Stephen Varble in the Suit of Armor, 1975. Courtesy: The Horse Hospital, London; photograph: Greg Day

In a letter he sent to a friend while in art college, Varble refers to having ‘a woman’s mind in man’s body’. He would often adopt the performed persona of Marie Debris: a female alter ego, who was less rooted in traditional drag performance than in the desire to queer the notion of gender altogether. As Day observes: ‘Queer sex, which was still a felony, was celebrated in the streets as a political act. Gender non-conformity, a frequent target for violent assault, was flaunted in public places. The community’s butch/femme gender polarity was expanded with new hybrids and variations. In those days, we called it “genderfuck”.’ This desire to break down the binary system is particularly prescient with regard to our contemporary understanding of gender identity as a spectrum, although, as Eberstadt writes: ‘[Varble] would have found the whole notion of “identifying” drearily bureaucratic.’ The historical relationships between drag, cross-dressing and trans identities are complex, with Varble’s work demonstrating how gender non-conformity has its own long and varied genealogy. 

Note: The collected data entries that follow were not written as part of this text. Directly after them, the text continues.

PR #948, opened 2025-01-06
docs: 🐛  enable quartodoc dynamic lookup

### LINKED ISSUE #943: Quartodoc shows helper functions we don't want to include in the reference docs
Like so: 

Image

Related to #944

### LINKED ISSUE #944: When referring to a function inside a file of the same name, Quartodoc refers to the file not the function
When referencing a function inside a file with the same name, quartodoc refers - incorrectly - to the file, not the function.

This is why, the reference docs for e.g., `create_package_structure` (in the file `create_package_structure.py`) looks like this: 
Image 

While the reference docs for e.g., `path_package` (in the file `path_package_functions.py`)  looks like this: 

Image

signekb:
## Description

This fixes the issue of quartodoc documenting the module/file instead of the function within the file with the same name. 

By actually loading the package (what they call "dynamic lookup"), I think `core`'s namespace (i.e., `__all__` in `__init__.py`) becomes available for quartodoc. This is instead of quartodoc using static analysis to look up the objects we want to document (which is the default).

It now looks like this for `create_package_structure` locally: 
image
<img https://github.com/user-attachments/assets/fccc6419-ac6e-4b8d-ba56-c6d7dc334a5a)

Instead of: 
image

Closes #944 
Closes #943 

Note: This is a stacked PR on #942 

## Checklist

- [X] Updated documentation
- [ ] Ran `just run-all`

### DIFF
--- a/_quarto.yml
+++ b/_quarto.yml
@@ -74,6 +74,7 @@ quartodoc:
   dir: "docs/reference"
   package: "seedcase_sprout"
   parser: google
+  dynamic: true
   renderer:
     style: markdown
     table_style: description-list
--- a/_quarto.yml
+++ b/_quarto.yml
@@ -79,6 +79,7 @@ quartodoc:
     table_style: description-list
   sections:
     - title: "Core functions"
+      desc: "Core functions that support the creation and management of data packages and data resources."
 
     - subtitle: "Data package functions"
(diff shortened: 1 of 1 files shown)


lwjohnst86 (approved):
:tada:

PR #964, opened 2025-01-10
feat: :sparkles: collect all Sprout-specific property errors

martonvago:
## Description

This PR adds functions that collect Sprout-specific errors (i.e. violations of constraints other than those in the Data Package standard) after checking package and resource properties. These functions will be used together with check functions from the `checks` package to run all checks.

## Checklist

- [x] Added or updated tests
- [x] Updated documentation
- [x] Ran `just run-all`


tests/core/sprout_checks/test_get_sprout_resource_errors.py
```diff
@@ -0,0 +1,123 @@
...
+        title="Resource 1",
+        description="A resource.",
+    ).compact_dict
+
+
+@fixture
+def properties_partial():
+    return ResourceProperties(
+        path=str(Path("resources", "1", "data.parquet")),
+    ).compact_dict
```
signekb, line 34: Following #970 , should `get_sprout_resource_errors()` also take a `Properties` class instead of a `dict`, or do we at this stage want to keep using `dicts`?

seedcase_sprout/core/sprout_checks/get_sprout_package_errors.py
```diff
@@ -0,0 +1,29 @@
...
+from seedcase_sprout.core.sprout_checks.check_required_package_properties_not_blank import (  # noqa: E501
+    check_required_package_properties_not_blank,
+)
+from seedcase_sprout.core.sprout_checks.required_fields import (
+    PACKAGE_SPROUT_REQUIRED_FIELDS,
+)
+
+
+def get_sprout_package_errors(
+    properties: dict, check_required: bool
```
signekb, line 14: At this point, I'm not entirely sure why we need the `check_required` arg? Is that for after `create_package_structure()` that currently creates the properties without some of the required fields?

tests/core/sprout_checks/test_get_sprout_resource_errors.py
```diff
@@ -0,0 +1,123 @@
...
+
+
+# Check required fields
+
+
+def test_passes_full_resource_properties(properties):
+    """Should pass with a full set of resource properties."""
```
signekb, line 41: The same with test naming here as in one of the previous PRs #962 . Would you mind updating these as well? :)

signekb (changes requested):
Nice work ⭐ Looking forward to getting to the next PRs.

seedcase_sprout/core/sprout_checks/get_sprout_package_errors.py
martonvago: Partly yes! 
Another scenario is when we edit a set of properties: the incoming set of properties probably won't be a full set of properties because it will only contain the field or fields we want to update. But we still want to be able to check that these properties are otherwise correct/well-formed.

tests/core/sprout_checks/test_get_sprout_resource_errors.py
martonvago: Yes! But I thought maybe let's allow this current set of PRs (1-7) to go through with everything being `dict` and then make a new one that moves them over to `Properties`. Because then we just decide where we do the `Properties` > `dict` conversion and switch to `Properties` in every function above that point.

tests/core/sprout_checks/test_get_sprout_resource_errors.py
martonvago: Will do!

seedcase_sprout/core/sprout_checks/get_sprout_package_errors.py
signekb: Ah, ofc! Makes sense 👍 
An alternative scenario would be if we passed along the entire properties with the edited field(s)? That an edit properties function would 1) load the existing properties, 2) edit the field(s), 3) check that the entirety of the properties are well-formed?

martonvago: Yes and I think our update function has that check as well. So currently we actually do 3 checks when we update: check the existing properties (may be incomplete), check the incoming properties (may be incomplete), check the result of the update (must be complete).
(((I have a vague memory about discussing if we should keep all 3 checks and deciding yes)))

tests/core/sprout_checks/test_get_sprout_resource_errors.py
martonvago: I actually changed my mind, sorry! I put a [comment](https://github.com/seedcase-project/seedcase-sprout/issues/970#issuecomment-2593080327) on that issue about it.

seedcase_sprout/core/sprout_checks/get_sprout_package_errors.py
signekb: I also have a vague memory of this, actually. I guess it's to differentiate whether the check fails due to problems in the existing properties, in the edited field, or in the merge of the two?

signekb: @martonvago based on what you said at the status meeting today, will you change the `check_required` in another PR or add that change throughout the existing PRs?

martonvago: @signekb New PR, less messy that way I think

signekb: Super. I'll just link to it here for clarity #972

lwjohnst86 (dismissed):
:+1:

lwjohnst86:
I'll merge this after the PR this is stacked on gets resolved.

PR #967, opened 2025-01-10
feat: :sparkles: add `check_properties()`

martonvago:
## Description

This PR adds the top-level check function for package and resource properties combined (in Sprout).

## Checklist

- [x] Added or updated tests
- [x] Updated documentation
- [x] Ran `just run-all`


tests/core/sprout_checks/test_check_properties_sprout.py
```diff
@@ -0,0 +1,160 @@
...
+                description="A second resource.",
+            ),
+        ],
+    ).compact_dict
+
+
+@mark.parametrize("check_required", [True, False])
+def test_passes_full_properties(properties, check_required):
+    """Should pass if all required fields are present and correct."""
+    assert check_properties(properties, check_required=check_required) == properties
```
signekb, line 50: Naming of tests :)) 

Could also be something like:

```suggestion
def test_check_passes_full_properties(properties, check_required):
    """Should pass if all required fields are present and correct."""
    assert check_properties(properties, check_required=check_required) == properties
```

signekb (changes requested):
Nice work! 😁

tests/core/sprout_checks/test_check_properties_sprout.py
martonvago: I realllllly don't mind, but there's an argument that "check" is implied in all test names because it's the only function we're testing.

seedcase_sprout/core/sprout_checks/check_properties.py
```diff
@@ -0,0 +1,48 @@
...
+    errors += get_sprout_package_errors(properties, check_required)
+
+    for index, resource in enumerate(properties.get("resources", [])):
+        errors += get_sprout_resource_errors(resource, check_required, index)
+
+    errors = sorted(set(errors))
+
+    if errors:
+        raise ExceptionGroup(
+            f"Properties check failed on properties\n{properties}", errors
```
lwjohnst86, line 45:
```suggestion
            f"The follow checks failed on the properties:\n{properties}", errors
```

lwjohnst86 (changes requested):
Like with other PRs, only a small suggestion

lwjohnst86 (dismissed):
Nice to see it all tied together at the end!

seedcase_sprout/core/sprout_checks/check_package_properties.py
```diff
@@ -21,10 +20,10 @@ def check_package_properties(properties: dict, check_required=True) -> dict:
             fields. Defaults to True.
 
     Returns:
-        `properties`, if all checks passed.
+        `properties` if all checks pass.
 
     Raises:
-        FailedCheckError: If at least one check failed.
+        ExceptionGroup: A group of `CheckError`s, one for each check that failed.
```
signekb, line 26:
```suggestion
        ExceptionGroup: A group of `CheckError`s, one error per failed check.
```
Same for other docstrings with this error :)

signekb (changes requested):
Very nice! ⭐  Just a minor thing (+ a workflow failed)

PR #968, opened 2025-01-13
refactor: :recycle: use `check_package_properties`

martonvago:
## Description

This PR refactors `edit_package_properties` to use `check_package_properties`.

## Checklist

- [x] Added or updated tests
- [x] Updated documentation
- [x] Ran `just run-all`


seedcase_sprout/core/edit_package_properties.py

In 1975, in collaboration with his friend Shibata Atsuko, Varble created the Piggy Bank Dress, which he wore (uninvited) to the opening gala for the legendary ‘Fashion as Fantasy’ show at the Rizzoli Bookstore. Playfully combining caricatures of genital imagery, the garment fused phallic and labial forms as a visual metaphor for the dual and fluid nature of gender, and also included satin breast-like pouches with long ties, which rained coins on the floor when pulled. Similarly, in 1976, as part of one of his most notorious disruptions, The Chemical Bank Protest, Varble’s costume combined condoms filled with cow’s blood for breasts (which he pierced when inside the bank) with a large toy jetfighter functioning as a codpiece. 

'The Gutter Art of Stephen Varble: Genderqueer Performance Art in the 1970s, photographs by Greg Day', 2019, installation view. Courtesy: The Horse Hospital, London 

In addition to the public performances, many of Day’s photographs also capture more private moments from behind-the-scenes. In ‘Stephen Varble Destroying his Blue and Green Corrugated Paper Dress for the Camera’, a series from October 1975, the artist is pictured dancing and shredding his ephemeral garment into pieces. While, in ‘Stephen Varble in the Suit of Armor’, from the same month, the medieval hauberk is reimagined as a 1960s shift dress, made from shiny, golden liquor boxes, carpet thread and six-pack beer holders. In April 1975, he crashed the opening reception for a Joseph Beuys exhibition at Ronald Feldman Gallery, donning a farthingale made from egg crates, tulle and elastic thread – a trashy twist on a Renaissance favourite. This deconstruction of fashion, occasionally through the fusion of gender signifiers or historical references, is a motif that runs throughout Varble’s inventive costumes.

From 1978, Varble devoted himself to Subud, an international spiritual movement that began in Indonesia in the 1920s. He stopped performing in public and turned his practice inwards, focusing on the unfinished film Journey to the Sun (1978–83), which narrates a spiritual journey toward enlightenment and transformation, and on a limited series of ‘video books’, which he had planned to distribute among his network of friends and collaborators. In his fantastical and detailed drawings from this period, Varble depicted himself as a composite being, often replacing his eyes with other faces: a representation of his multifarious selfhood. Moving away from the radical, eruptive performances of the 1970s, which functioned as a subversive form of consciousness-raising, Varble’s work from the 1980s was intended as an antidote for a world mired in capitalist materialism. While one wonders how he might respond to our current era of rising conservatism, his work is a reminder to resist the rampant commodification and increasing privatization of the arts. 

Philomena Epps is an editor and writer based in London.